Search for the word "continue" in the entries. Each line that holds it should be copied.

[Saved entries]

+===+

PR #4339, opened 2024-10-25
fix(config): do not populate deprecated timeout_commit with non-zero value

wesl-ee:
Closes #4337

PR #4401, opened 2024-11-01
chore(abci): set NextBlockDelay to 1s (default)

melekes:
follow-up to https://github.com/cometbft/cometbft/pull/4339

otherwise, CometBFT spits out blocks like crazy 😸


cason:
`test/app/test.sh: line 15: abci-cli: command not found`

cason:
Can you also change that on the `e2e` application? Or is it already fixed?

melekes:
> Can you also change that on the `e2e` application? Or is it already fixed?

already fixed

andynog (approved):
lgtm, e2e would also be good

By the way, could not find any information about it on https://docs.cometbft.com/v1.0/spec/abci/abci++_app_requirements

andynog:
> > Can you also change that on the `e2e` application? Or is it already fixed?
> 
> already fixed

Yes here https://github.com/cometbft/cometbft/blob/732e2dfc23e30b6275c3f97bd7735751c6806eb9/test/e2e/app/app.go#L480

andynog:
@melekes for some reason the there are a couple of tests that are failing. I've re-run then a few times and they continue to fail so it's worth investigate.

wesl-ee (approved):
makes sense. in the absence of a defined NextBlockDelay the fallback is what's defined in the config, which defaults to 0 even when unset as this field is deprecated

melekes:
> @melekes for some reason the there are a couple of tests that are failing. I've re-run then a few times and they continue to fail so it's worth investigate.

Maybe we're using `kvstore` app in those, and `NextBlockDelay` expected to be `0`.

abci/example/kvstore/kvstore.go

+===+

Result below =
@melekes for some reason the there are a couple of tests that are failing. I've re-run then a few times and they continue to fail so it's worth investigate.
> @melekes for some reason the there are a couple of tests that are failing. I've re-run then a few times and they continue to fail so it's worth investigate.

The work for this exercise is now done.